The market still managed to rise, but the character of the rally is far different.
US equities were on course for a clean holiday-week advance before technology stocks once again complicated the picture. A softer payrolls report, less hawkish language from Kevin Warsh, and further signs of resilience outside the AI complex all supported risk appetite, but the late-week semiconductor selloff kept a lid on the broader move. The S&P 500 finished higher, the Dow outperformed and the Nasdaq lagged, which tells the story clearly enough.
After using his first FOMC meeting to signal a much tougher inflation stance, Warsh sounded less aggressive, noting that inflation expectations and price risks had eased slightly in recent weeks… enough to push back against the idea of an imminent hike, which gave equities room to breathe.
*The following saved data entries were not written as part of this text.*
PR #3673, opened 2020-04-20
[hostap] Add missing libssl-dev dependency

melver:
Recent builds have started failing due to libssl-dev missing --
presumably the base image no longer includes this. Fix this by
installing libssl-dev.

### DIFF
--- a/projects/hostap/Dockerfile
+++ b/projects/hostap/Dockerfile
@@ -16,7 +16,10 @@
 
 FROM gcr.io/oss-fuzz-base/base-builder
 MAINTAINER elver@google.com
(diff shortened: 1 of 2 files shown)


inferno-chromium:
@melver - please check the travis failure, you need to install to install i386 version for 32-bit config as well.

melver:
So the latest build failure appears to be due to a problem how the linker commands are constructed for the i386 target. I'm checking with hostap maintainer if this is correct.

melver:
This works finally. PTAL.

inferno-chromium:
Assigning to current sheriff!

melver:
Gentle ping.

Payrolls then added to the same message. June nonfarm payrolls came in well below expectations, with a negative two-month revision and a drop in participation. The expected summer hiring boost failed to appear, particularly in leisure and hospitality, which made the report feel softer beneath the surface as well as at the headline level. Equity futures initially rallied as markets pushed hike pricing from October to December. After several weeks of the Fed becoming an active constraint on risk assets, this was the first clean data point that gave investors permission to question the urgency of tightening.
Across rates, the curve steepened as the market reacted to Warsh’s softer tone and the weak payrolls print. The move in the dollar was equally straightforward, with the greenback slipping as traders faded the more aggressive Fed path. USD/JPY briefly moved back below 161, offering some relief to Japanese officials, though the pair remains close enough to intervention-sensitive levels to keep the Ministry of Finance in focus, particularly in thinner holiday liquidity.
The market has not lost its appetite for risk, but is becoming more selective. A softer Fed path, lower oil, and resilient non-tech sectors are enough to keep the index supported. But the AI trade is now more volatile, more crowded, and more exposed to changes in market structure than it was earlier in the year.
Let’s get into the guide to trades moving markets, where things stand and where they may be heading.
“US Labour Market and Rates Impact”
“Small Themes, Defence Shines”
“Software Strength, the Pain Trade”
US Labour Market and Rates Impact
The dominant macro event of the week was Thursday’s June payrolls print. The number came in at just 57,000, barely half the consensus expectation and a sharp loss of momentum from the spring run-rate (three consecutive beats). On the surface, the unemployment rate falling to 4.2% should have been hawkish. In normal times, a lower unemployment rate is not exactly an invitation for the Fed to relax.
But this wasn’t the market’s read. The unemployment rate fell because the labour force shrank. Participation dropped sharply, removing workers from the denominator and inflating the headline unemployment rate.
Treasuries rallied, the dollar sold off, and the market quickly stripped out the near-term Fed hike risk that had been building since the stronger May print. The 2-year yield fell around 5–6bps toward 4.11–4.13%, while the 10-year was little changed around 4.46–4.48%, leaving the curve with a cleaner path to re-steepen.